Pero nada en ella parecía indicar que se trataba de una fae... o de que realmente fuera peligrosa. Escondida en los rincones de su celda, y con las extremidades rodeadas por férreas cadenas que limitaban sus movimientos, la desconocida se encogía entre las sombras, buscando ocultarse de nuestra mirada; su cuerpo maltratado temblaba incontrolablemente mientras sus tenues gemidos llenaban la celda y el pasillo donde nos encontrábamos detenidos, observándola como si se tratara de un animal.

El primero en eliminar la poca distancia que existía entre nuestro variopinto grupo y los barrotes fue el rey Eifion quien, movido por la curiosidad y el escepticismo, se acercó para poder contemplar más de cerca a la prisionera; sus ojos la estudiaron con detenimiento, tratando de hallar algo en ella que delatara su verdadera naturaleza.

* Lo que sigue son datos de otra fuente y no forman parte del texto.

PR #14814, opened 2020-07-21
Allow PDOStatement driver options to be set by SqlServer::prepare

### LINKED ISSUE #14806: SQL Stored Procedure running through sp_cursorprepexec
This is a (multiple allowed):

* [x] bug
* [ ] enhancement

* CakePHP Version: 4.1.0
* PHP Version: 7.4.5
* Platform and Target: Azure WebApp Microsoft Windows NT 10.0.14393.0, Microsoft SQL Azure (RTM) - 12.0.2000.8
* SQLSRV Version: 5.7.1

### What you did
Execute an stored procedure using CakePHP:
```php
$this->connection = ConnectionManager::get('default');
$query = 'EXEC PROCEDURE_NAME PARAM';
$stmt = $this->connection->execute($query);
$result = $stmt->fetchAll('assoc');
$stmt->closeCursor();
```

### What happened
The database server receives the query, but is executed as a cursor such as:
```sql
declare @p1 int
set @pq=1
declare @p2 int
set @p2=0
declare @p5 int
set @p5=8
declare @p6 int
set @p6=8193
declare @p7 int
set @p7=0
exec sp_cursorprepexec @p1 output, @p2 output,NULL,N'EXEC PROCEDURE_NAME PARAMS',@p5 output,@p6 output,@p7 output
select @p1,@p2,@p5,@p6,@p7
```

The DB receives the query as sent
```sql
EXEC PROCEDURE_NAME PARAMS
```

This was reported to me from the DBA which said this is affecting the database performance.
Since we use stored procedures to process large data and retrieve summarized output to present it into dashboards/reports.
And this execution is in loop like every 3-5 seconds.

I noticed that at **src/Database/Driver/Sqlserver.php#195**
https://github.com/cakephp/cakephp/blob/74b320a4fca22280ff311dac57b611fa0a0affd6/src/Database/Driver/Sqlserver.php#L195
Is enforcing this PDO::ATTR_CURSOR attribute as PDO::CURSOR_SCROLL.

To be honest I have no idea if this is what is causing this...
Or if this is an expected behaviour using Microsoft's SQLSRV Driver.
Hopefully there's some way to circumvent it that I missed out and you guys are better suitable to enlighten me.

iomariani:
Fixes #14806

As stated at the issue, the `ATTR_CURSOR` attribute for `PDOStatement` is pre-defined at the driver not allowing us to set specific cursor types types, which can vary depending on our usage.

This PR adds the driver options argument `$options` to be able to include other options when instantiating an PDOStatement for the Sqlserver driver.

So we can simply enforce the cursor type by doing:

```php
$this->connection = ConnectionManager::get('default');
$query = 'EXEC PROCEDURE_NAME PARAM';
$driver = $this->connection->getDriver();
$stmt = $driver->prepare($query, [
    \PDO::SQLSRV_ATTR_CURSOR_SCROLL_TYPE => \PDO::SQLSRV_CURSOR_BUFFERED
]);
$stmt->execute();
$result = $stmt->fetchAll('assoc');
$stmt->closeCursor();
```

### DIFF
--- a/src/Database/Driver/Sqlserver.php
+++ b/src/Database/Driver/Sqlserver.php
@@ -193,7 +193,7 @@ class Sqlserver extends Driver
     public function prepare($query, array $options = []): StatementInterface
     {
         $this->connect();
-        if (!isset($options[PDO::ATTR_CURSOR]) {
+        if (!isset($options[PDO::ATTR_CURSOR])) {
             $options = [PDO::ATTR_CURSOR => PDO::CURSOR_SCROLL] + $options;
         }
         $isObject = $query instanceof Query;
--- a/src/Database/Driver/Sqlserver.php
+++ b/src/Database/Driver/Sqlserver.php
@@ -193,7 +193,9 @@ class Sqlserver extends Driver
     public function prepare($query, array $options = []): StatementInterface
     {
         $this->connect();
-        $options = [PDO::ATTR_CURSOR => PDO::CURSOR_SCROLL] + $options;
+        if (!isset($options[PDO::ATTR_CURSOR]) {
+            $options = [PDO::ATTR_CURSOR => PDO::CURSOR_SCROLL] + $options;
+        }
         $isObject = $query instanceof Query;
         /** @psalm-suppress PossiblyInvalidMethodCall */
         if ($isObject && $query->isBufferedResultsEnabled() === false) {
--- a/src/Database/Driver/Sqlserver.php
+++ b/src/Database/Driver/Sqlserver.php
@@ -187,12 +187,13 @@ class Sqlserver extends Driver
      * Prepares a sql statement to be executed
      *
      * @param string|\Cake\Database\Query $query The query to prepare.
+     * @param array $options The driver options to set on the statement.
      * @return \Cake\Database\StatementInterface
      */
-    public function prepare($query): StatementInterface
+    public function prepare($query, array $options = []): StatementInterface
     {
         $this->connect();
-        $options = [PDO::ATTR_CURSOR => PDO::CURSOR_SCROLL];
+        $options += [PDO::ATTR_CURSOR => PDO::CURSOR_SCROLL];
         $isObject = $query instanceof Query;
         /** @psalm-suppress PossiblyInvalidMethodCall */
         if ($isObject && $query->isBufferedResultsEnabled() === false) {
--- a/src/Database/Driver/Sqlserver.php
+++ b/src/Database/Driver/Sqlserver.php
@@ -193,7 +193,7 @@ class Sqlserver extends Driver
     public function prepare($query, array $options = []): StatementInterface
     {
         $this->connect();
-        $options += [PDO::ATTR_CURSOR => PDO::CURSOR_SCROLL];
+        $options = [PDO::ATTR_CURSOR => PDO::CURSOR_SCROLL] + $options;
         $isObject = $query instanceof Query;
         /** @psalm-suppress PossiblyInvalidMethodCall */
         if ($isObject && $query->isBufferedResultsEnabled() === false) {


src/Database/Driver/Sqlserver.php
```diff
@@ -187,12 +187,13 @@ public function enabled(): bool
...
      * @param string|\Cake\Database\Query $query The query to prepare.
+     * @param array $options The driver options to set on the statement.
      * @return \Cake\Database\StatementInterface
      */
-    public function prepare($query): StatementInterface
+    public function prepare($query, array $options = []): StatementInterface
     {
         $this->connect();
-        $options = [PDO::ATTR_CURSOR => PDO::CURSOR_SCROLL];
+        $options = [PDO::ATTR_CURSOR => PDO::CURSOR_SCROLL] + $options;
```
othercorey, line 196: Don't you want the defaults added afterwards? This won't let `PDO::ATTR_CURSOR` be overridden by $options.

iomariani: Actually, the goal was to _add_ custom driver options, alongside `PDO::ATR_CURSOR`.

But what you said is true, in case someone wants to override that attribute, that won't work with the `+` operator

iomariani: I've submitted a check for _in case_ `PDO::ATTR_CURSOR` is set, just go through with the execution.

iomariani (commented):
Check for in case PDO::ATTR_CURSOR is set, just go through with the execution & syntax fix

src/Database/Driver/Sqlserver.php
```diff
@@ -187,12 +187,15 @@ public function enabled(): bool
...
      * @return \Cake\Database\StatementInterface
      */
-    public function prepare($query): StatementInterface
+    public function prepare($query, array $options = []): StatementInterface
     {
         $this->connect();
-        $options = [PDO::ATTR_CURSOR => PDO::CURSOR_SCROLL];
+        if (!isset($options[PDO::ATTR_CURSOR]) {
+            $options = [PDO::ATTR_CURSOR => PDO::CURSOR_SCROLL] + $options;
+        }
```
othercorey:
```suggestion
    $options = $options + [PDO::ATTR_CURSOR => PDO::CURSOR_SCROLL];
```

iomariani: @othercorey if we do that the `PDO::ATTR_CURSOR` will be overridden, but it will be appended, being the last index of the array. Unfortunately, this would throw the exception:

>SQLSTATE[IMSSP]: The PDO::SQLSRV_ATTR_CURSOR_SCROLL_TYPE attribute may only be set when PDO::ATTR_CURSOR is set to PDO::CURSOR_SCROLL in the $driver_options array of PDO::prepare.

I had it happening to me, seems the `PDO::ATTR_CURSOR` must be set before the other options... hence why I used that check...

othercorey: My mistake, I forgot it was an integer constant.

othercorey: Do you always want ATTR_CURSOR set to something? If don't need to add the defaults if $options is not empty.

iomariani: Actually not... there can be many cases it won't even be required, for instance when you want to fetch all results without iterating.

However I left it there as it was set by default by the framework, so perhaps it's required for the usage of cursor methods later on some other Cake Sqlserver classes.

iomariani: Or you mean something like..

```php
if (empty($options)) {
    $options = [PDO::ATTR_CURSOR => PDO::CURSOR_SCROLL]
}
```

or just set it on the parameter as default?

```php
public function prepare($query, array $options = [PDO::ATTR_CURSOR => PDO::CURSOR_SCROLL]): StatementInterface
```

othercorey: Yes, like the one with only default set. I don't know the history of CURSOR_SCROLL in CakePHP though.

markstory (commented):
Could we get a test covering the usage of this option? There are tests for the SQLServer driver and you could create a stored procedure, call and then drop that procedure to ensure the new mode works.

src/Database/Driver/Sqlserver.php
iomariani: Yeah, to be honest I have no idea either... that's why I left it that way. 😅

I traced it back to 2014 at this commit https://github.com/cakephp/cakephp/commit/3bf580dbe72a278ba2c0276504ac69e5877087b1#diff-6d58c9b7093fe3eba95388ad543a0da1R104 seems it's a default since then.

othercorey: Can you run a test with that attribute removed? I don't know where CakePHP need to scroll backwards in the cursor.

iomariani: @othercorey I tried without any parameters for cursor set and it throws the following error:
> array size cannot be less than zero
> InvalidArgumentException 

**Trace:**
https://github.com/cakephp/cakephp/blob/47912247fa64dc35066c8fe74d24bee38480d4b6/src/ORM/ResultSet.php#L177
https://github.com/cakephp/cakephp/blob/47912247fa64dc35066c8fe74d24bee38480d4b6/src/ORM/Query.php#L1114
https://github.com/cakephp/cakephp/blob/47912247fa64dc35066c8fe74d24bee38480d4b6/src/Datasource/QueryTrait.php#L292
https://github.com/cakephp/cakephp/blob/47912247fa64dc35066c8fe74d24bee38480d4b6/src/ORM/Query.php#L1059
https://github.com/cakephp/cakephp/blob/47912247fa64dc35066c8fe74d24bee38480d4b6/src/Datasource/QueryTrait.php#L141

Although, following the trace seems I'd need to readapt some code to avoid this.

Wherever I use ORM to find Database results I'd need to call ORM's `disableBufferedResults` method:

```php
$users = $this->getTableLocator()->get('Users')->find('all')->disableBufferedResults();
```

Once I did that it worked flawlessly. I will check how the database receives the EXEC queries, however.

iomariani: @othercorey  indeed, I've just tested that and it was much more performatic as well, and the query was received by the server as it was sent.

Screen Shot 2020-07-21 at 00 33 36

Ran three procedures with the settings:
**red** is using `CURSOR_SCROLL`
**green** is using `CURSOR_FWDONLY`

The `CURSOR_SCROLL` enforces the usage of `sp_cursorprepexec` which runs a lot of cursor operations to create a handle, fetch result, and return.


According to [Microsoft documentation](https://docs.microsoft.com/en/sql/connect/php/pdo-prepare?view=sql-server-ver15#remarks) the default is `CURSOR_FWDONLY`.
Even since when I use the `CURSOR_SCROLL` and `SQLSRV_CURSOR_BUFFERED` seems equally performatic as `CURSOR_FWDONLY`, I will keep only `CURSOR_FWDONLY` on your app.

iomariani:
> Could we get a test covering the usage of this option? There are tests for the SQLServer driver and you could create a stored procedure, call and then drop that procedure to ensure the new mode works.

Sorry, I'm not exactly sure what you mean, do you have any example you can point me into how to do that?

src/Database/Driver/Sqlserver.php
iomariani: @othercorey I think it's safe to say rather set Cake's default also to `CURSOR_FWDONLY`? 😅

othercorey: Probably. Like I said earlier - I don't know where cakephp needs to scroll backwards so FWDONLY should work.

othercorey:
> Could we get a test covering the usage of this option? There are tests for the SQLServer driver and you could create a stored procedure, call and then drop that procedure to ensure the new mode works.

We always need a cursor to buffer, but should switch to FWDONLY to fix the performance issue.

src/Database/Driver/Sqlserver.php
```diff
@@ -187,12 +187,15 @@ public function enabled(): bool
...
+     * @param array $options The driver options to set on the statement.
      * @return \Cake\Database\StatementInterface
      */
-    public function prepare($query): StatementInterface
+    public function prepare($query, array $options = []): StatementInterface
     {
         $this->connect();
-        $options = [PDO::ATTR_CURSOR => PDO::CURSOR_SCROLL];
+        if (!isset($options[PDO::ATTR_CURSOR])) {
+            $options = [PDO::ATTR_CURSOR => PDO::CURSOR_SCROLL] + $options;
```
ADmad, line 197:
```suggestion
            $options[PDO::ATTR_CURSOR] = PDO::CURSOR_SCROLL;
```

othercorey:
Looks like there is some timing error when using FWDONLY. 

https://github.com/cakephp/cakephp/pull/14821

src/Database/Driver/Sqlserver.php
iomariani: Unfortunately this would throw the same exception as: https://github.com/cakephp/cakephp/pull/14814#discussion_r457783780

ADmad: That's pretty silly that the options need to be set in a specific order.

iomariani: I know right, seems they do a validation per option set, instead of the whole array.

—No veo más que a una prisionera humana —dictaminó, retrocediendo un paso y clavando sus ojos verdes en el tío de Altair, que permanecía inmutable.

El resto de monarcas cruzaron un par de rápidos susurros, mostrando su conformidad con las palabras de Eifion.

—Eso es lo que quiere haceros creer a todos —repuso el rey de Merahedd, mostrando una calma fría y calculada—. Pero puedo probaros que todo se trata de un embuste.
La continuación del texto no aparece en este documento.